PR #1824, opened 2021-11-10
Remove space_cache from btrfs mount options

dalto8:
Since the most release when installing with btrfs the `systemd-remount-fs` service fails to run properly.

Upon investigation it appears the cause of this issue is that the root filesystem is mounted initially with `space_cache=v2` and when it tries to remount it with `space_cache`, it fails.

<s>Although I was unable to find any specific commit which would cause this behaviour, removing `space_cache` from the mount options avoids this conflict.  Additionally, since `space_cache=v1` has been the default since 4.5, I don't think removing it would be impactful.</s>

Based on the below, it seems the problem is caused by the default in kernel 5.15 being changed to space_cache=v2.

### DIFF
--- a/src/modules/fstab/fstab.conf
+++ b/src/modules/fstab/fstab.conf
@@ -12,11 +12,9 @@
 # is listed here, use those options, otherwise use the *default*
 # options from this mapping.
 #
-# With kernels 5.15 and newer be cautious of adding the option
-# space_cache to the btrfs mount options.  If the root volume is initially
-# mounted with one version of space_cache and the mount option specifies
-# a different version or implies v1 when v2 is in use, it may fail to
-# remount properly.
+# With kernels 5.15 and newer be cautious of adding the option space_cache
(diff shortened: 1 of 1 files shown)


demmm:
A few links to explain what changed with btrfs 5.15 that might explain the errors:
https://btrfs.wiki.kernel.org/index.php/Changelog#btrfs-progs_v5.15_.28Nov_2021.29
https://wiki.tnonline.net/w/Btrfs/Space_Cache

From the above it seems that removing is not the right option, rather moving to space_cache=v2.

dalto8:
> From the above it seems that removing is not the right option, rather moving to space_cache=v2.

I think removing it is the safer option given that different distros are on different linux kernel versions.  Setting it to v2 will probably cause the same problem for people using kernels older than 5.15.  By leaving it omitted, the default version of space_cache specified by the kernel will be applied.

Issue #1821, opened 2021-11-07
systemd-boot has hard-coded btrfs root subvolume


dalto8:
While doing some other work in Calamares I noticed this:
```
        if partition["mountPoint"] == "/" and partition["fs"] == "btrfs":
            kernel_params.append("rootflags=subvol=@")
```

Since the root subvolume is configurable in the mount module, this seems bad.

I wanted to log this since I am in the middle of some other development at the moment.

PR #1827, opened 2021-11-18
Ensure root subvolume is set correctly for systemd-boot

dalto8:
This fixes issue https://github.com/calamares/calamares/issues/1821

The root subvolume is currently being hard-coded to `@` which is problematic for a couple of reasons:
* The actual root subvolume is configurable in mount.conf
* Sometimes, distros choose to not have a separate subvolume for root

This should address both those issues.

NOTE: I must have accidentally triggered my editor to fix format issues in the mount module.  I took a look at the changes and they all look sensible so I left them.  If you would prefer them removed from this PR just let me know.

### DIFF
--- a/src/modules/bootloader/main.py
+++ b/src/modules/bootloader/main.py
@@ -178,10 +178,13 @@ def create_systemd_boot_conf(install_path, efi_dir, uuid, entry, entry_name, ker
                                   + partition["luksMapperName"]]
 
     for partition in partitions:
-        # systemd-boot with a BTRFS root filesystem needs to be told
-        # about the root subvolume.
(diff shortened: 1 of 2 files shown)


adriaandegroot:
The style fixes on the Python code are fine. We used to have fairly stringent PEP8-checks, but that ran headlong into mindless PEP8-ery which is not the point of that document. The C++ coding style is enforced with tooling and very spaced-out and this leaks into the Python code, too (I sometimes terminate lines with a `;` in Python if I've been doing too much C++ for a while).

I do think this deserves a follow-up PR documenting some of the global settings values and how they are used by different modules (there are more special-secret-GS keys for the code modules, and they're fragile).

PR #1828, opened 2021-11-18
Remove setState call to resolve compat issue with older kpmcore

dalto8:
It seems that `Partition::State::None` isn't available in older versions of kpmcore.

However, after performing some testing, this call is non-critical to the function of the application.

Removing it is probably the most sensible way to resolve this issue.


adriaandegroot:
```
src/modules/partition/core/KPMHelpers.h
30:#define KPM_PARTITION_STATE( x ) Partition::State::x
34:#define KPM_PARTITION_STATE( x ) Partition::State##x
```

That's some compatibility-code that we already have, but if the call is superfluous anyway, no worries.

PR #2197, opened 2023-09-06
Fixed typo in initcpiocfg module

Boria138:
If useSystemdHook is true, then the person wants to use systemd hook respectively the variable systemd_hook_allowed should be 
```libcalamares.job.configuration.get("useSystemdHook", True)```

### DIFF
--- a/src/modules/initcpiocfg/main.py
+++ b/src/modules/initcpiocfg/main.py
@@ -164,7 +164,7 @@ def find_initcpio_features(partitions, root_mount_point):
         "keyboard",
     ]
 
-    systemd_hook_allowed = libcalamares.job.configuration.get("useSystemdHook", False)
+    systemd_hook_allowed = libcalamares.job.configuration.get("useSystemdHook", True)
 
     use_systemd = systemd_hook_allowed and target_env_call(["sh", "-c", "which systemd-cat"]) == 0
 


dalto8:
Isn't that the default value?  So it defaults to false unless you make it true in the config file.

Boria138:
> Isn't that the default value?  So it defaults to false unless you make it true in the config file.

Now if useSystemdHook is true it doesn't use systemd, if false it does, from the name of the setting it should be the other way around

dalto8:
> Now if usesystemdhook is true it doesn't use systemd, if false it does, from the name of the setting it should be the other way around

Unless I am missing something, that isn't the case.

When `useSystemdHook` is set to true in the conf file, it will use the systemd hook.

Boria138:
> > Now if usesystemdhook is true it doesn't use systemd, if false it does, from the name of the setting it should be the other way around
> 
> Unless I am missing something, that isn't the case.
> 
> When `useSystemdHook` is set to true in the conf file, it will use the systemd hook.
> 
> 

It's not, I added in calamares useSystemdHook true, but systemd hook was not used when I changed the code in main.py it all worked

Boria138:
If we parse the code that is written now, we can understand that the systemd hook is added after two conditions are met
1) systemd is present in the system at all
2) systemd_hook_allowed = true
And systemd_hook_allowed in its turn is true only if useSystemdHook is false, while it should be true.

dalto8:
Can I see the conf file you used when you tested it?

Boria138:
> Can I see the conf file you used when you tested it?

https://gitlab.com/LunaOS/iso/lunaos-calamares-config/-/blob/main/etc/calamares/modules/initcpiocfg.conf?ref_type=heads

This is my arch linux based distribution

dalto8:
I will take a look at it tonight and see if it is working or needs changes.

The fix in this PR is probably not the answer though.  It changes the default value.

bkmo:
> I will take a look at it tonight and see if it is working or needs changes.
> 
> The fix in this PR is probably not the answer though. It changes the default value.

I got a udev install when I set useSystemdHook to true also.

dalto8:
I can't test it until later but it is probably because I forgot to remove `noconfig: true` from `module.desc`.

adriaandegroot:
For the OP, in general it's a good idea to use `print()` or debug-logging to check what the configuration dictionary actually contains, before twiddling things. As dalto8 points out, all you are doing is changing the default value used when the option is **not** set at all in the configuration.

I'll quote the module readme:

> Modules that have *noconfig* set to true will not attempt to
read a configuration file, and will not warn that one is missing;

so the noconfig change that just landed is the actually-correct fix. That said, @dalto8  there are some weird typo's and a stray "mkinitcpio" in the config file, if you want to clean up the example. And to avoid this problem in future, we might mess with `CalamaresAddModuleSubdirectory.cmake`, which already reads the descriptor file, and we could check (in the elseif block for a `module.desc`) that there are config files only if noconfig is set to false. The CMake code for C++ modules already does that in `CalamaresAddPlugin.cmake`.

PR #2206, opened 2023-10-02
Correct the comment description of the "Replace" partition behavior

geckolinux:
The described behavior of the "Replace" option was incorrect, it does not keep the same filesystem type that the partition already had, rather it uses the `defaultFileSystemType` value. See: https://github.com/calamares/calamares/issues/1970

### DIFF
--- a/src/modules/partition/partition.conf
+++ b/src/modules/partition/partition.conf
@@ -170,8 +170,8 @@ initialSwapChoice: none
 
 # Default filesystem type, used when a "new" partition is made.
 #
-# When replacing a partition, the existing filesystem inside the
-# partition is retained. In other cases, e.g. Erase and Alongside,
+# When replacing a partition, the new filesystem type will be from the 
+# defaultFileSystemType value. In other cases, e.g. Erase and Alongside,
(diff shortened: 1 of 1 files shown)


dalto8:
I am not sure that comment is fully correct either.

Wasn't replace partition was updated to support `availableFileSystemTypes` in 3.3?

geckolinux:
> Wasn't replace partition was updated to support `availableFileSystemTypes` in 3.3?

So the dropdown selector should appear for Replace Partition? That would be ideal.
The behavior I documented was tested in 3.2.61 from Debian Stable.

dalto8:
> So the dropdown selector should appear for Replace Partition?

Yes, it is available in Erase and Replace now.

adriaandegroot:
@geckolinux A lot has changed in the *calamares* branch since the 3.2 days, so please check against one of the alpha's what it does exactly in the current code. Then update the PR (although this is already better than it **was**). I think it needs a double-check that replace-by-other-filesystem actually works, though.

adriaandegroot:
Adding it anyway since better is better than not-improved-at-all.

◆ **TASK DETAILS**:
Gather each line in the entries above where the string "tested" is found.

◆ **RESPONSE TO THIS EXERCISE**:
Can I see the conf file you used when you tested it?
> Can I see the conf file you used when you tested it?
The behavior I documented was tested in 3.2.61 from Debian Stable.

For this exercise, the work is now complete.